Friday, January 11, 2013

Oh, the Semantic Web... wait, what?

In the last decade, a new term popped in the Web, apparently related to the future of the Internet: the Semantic Web. However, it's still difficult to grasp this concept without going deeper than we generally have the time to go. That opened up space for many myths and misconceptions regarding what is exactly the Semantic Web, if it is indeed a good idea, if it's feasible, if one should really care about it.

As I already cited here in the blog, Nepomuk aims to offer the user a Semantic Desktop, and is closely related to the Semantic Web. Understanding the Semantic Web turned out to be of paramount importance for me to understand Nepomuk better, thus being more useful to the project. So, I resorted to the literature on the topic, and here I'll tell you what I found.

First of all, let's review and demystify some phrases that you very likely heard before about the Semantic Web:

1- "The Semantic Web will more than certainly be the standard within X years!"

Many say the Semantic Web and the technologies related to it will reach an idyllic moment of great popularity someday. That's possible, as the solutions the Semantic Web tries to offer are widely applicable. But nowadays the fraction of the Web which is semantically enriched is minimal. The Semantic Web is still a vision, distant from being in fact a reality.

2- "The Semantic Web solves all the problems of the human race! You should start RDF and OWL in all your projects now!"

The applicability of the Semantic Web concepts is not rarely exaggerated, especially when the propaganda is designed towards executives and managers. The Semantic Web has interesting solutions to many problems, but not all, and also has its own drawbacks.

3- "Semantic Web works like magic: just use it and your application will become intelligent in ways you could never imagine!"

Like everything in Computer Science, modelling a good solution to a problem is always a lot more important than using good tools. The best tool is useless if used in the wrong way. The Semantic Web is a great tool to do a lot of things, but it can't solve a problem if it plays the wrong role in the solution plan.

Putting all this aside, let's point out some issues we face with the current Web architecture.

Data sharing

In general, Web sites are means of dealing with data. And, obviously, many Web sites deal with very similar types of data. For example, social networks all deal with people, who have names, email addresses, pictures, and so on. But that is the user's perspective. In the machines' point of view, a person to one social network is nothing like a person to another one. Those applications (like Social Plus) that try to integrate different social networks have to treat each one separately and specially, as there is no canonical definition of what a "Person" is, and how can "Person" entities relate to each other.

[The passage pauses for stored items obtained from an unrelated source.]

PR #227, opened 2026-07-07
Add global font color and per-messagetype size

raidekoptix:
I scribbled together a fix to restore font color and per-message sizing functionality lost in the last font settings overhaul. This PR is just to demonstrate what I have in mind. The color for the default font is a bit redundant with the "Default" message type further down on the Appearance tab; it can probably be removed. Also swapped Bold/Italic/Underline checkboxes with buttons to make room for size box.


sproctor:
this was addressed by #232

PR #257, opened 2026-08-02
Implement the Friends & Enemies (befriend) panel

sproctor:
Implements the server-driven befriend panel ("Friends && Enemies" in GS4/DR), verified against the real Wrayth client in the wrayth lab and end to end by running the desktop app against the lab's fake server with payloads captured from real game logs.

## Protocol

- New `menulink`/`menuimage` handlers producing `PanelObject.MenuLink`/`MenuImage` (value/name, exist, noun). Clicking one requests the server context menu (`_menu #<exist> <id>`) through the same machinery as `<a exist=>` text links; the response pops up anchored at the widget, with cmdlist labels/commands resolved per noun/exist.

Fine, that sounds like a good thing when you don't want to share the data you have. Surely, social networks want users to use them as exclusively as possible, and also to possess the data left in it (friendships, for example). But even in the sphere of social networks, it isn't necessarily good to keep all your data private. While that means others are not going to access information you own, it also means that you can't make much use of the data available outside. For example, it's not possible for Facebook to infer that one of its users is also the author of a blog or book, or the contributor of an open source project, because "Person" means different things for Facebook, your blog, Github, and every other Web site. That is, Facebook can download this page and read that "Gabriel" wrote this post. But how will it surely tell that this is also one of their users? In the Semantic Web, entities have strong identifiers, that allows you to recognize entities in any context. Facebook would surely benefit from knowing where else do its users go. If it knows you are a Github user, for example, it would be able to show ads or suggest pages and groups related to software development even if you didn't mention anything related to it.

Showing yourself to the world

In other situations, you want to make your data as accessible as possible. A simple example would be online stores.  If you are the owner of a Web site of such category, you want everyone out there to know you are selling your products, the prices you offer, the locations you ship to. But you can't do much more than offer a graphical interface for the users to browse and buy your products and hope search engines index your site well. The ideal situation would be if you could yell in an universal language (that machines, not only humans, can understand): "Hey! We have the latest and coolest tablets in stock! And we have a physical store in your city, 5 minutes from your home!".

Interoperability in an ecosystem of applications

Of course, sometimes you really don't want the data you have to leave your playground. But even in those cases, you don't want information confined in one particular application if other software you control could benefit from it. Let's take Google for example: they run a social network and an email service, and the two systems deal with people. Wouldn't they want that both Gmail and Google+ communicate with each other, exchanging information about people in a standardized way that both (and possibly other existing and future Google services) can understand? That's also Nepomuk's case: you don't KAddressBook to publish your contacts list on the Web, but it would be awesome if other applications, like KMail, could know what a Contact is and use the knowledge that you know some people that have email addresses.

Semantic Data

The problem is already clear enough. The Semantic Web approaches it by introducing means of serializing data in uniform ways, sharing vocabularies and meanings and representing knowledge, not only raw data.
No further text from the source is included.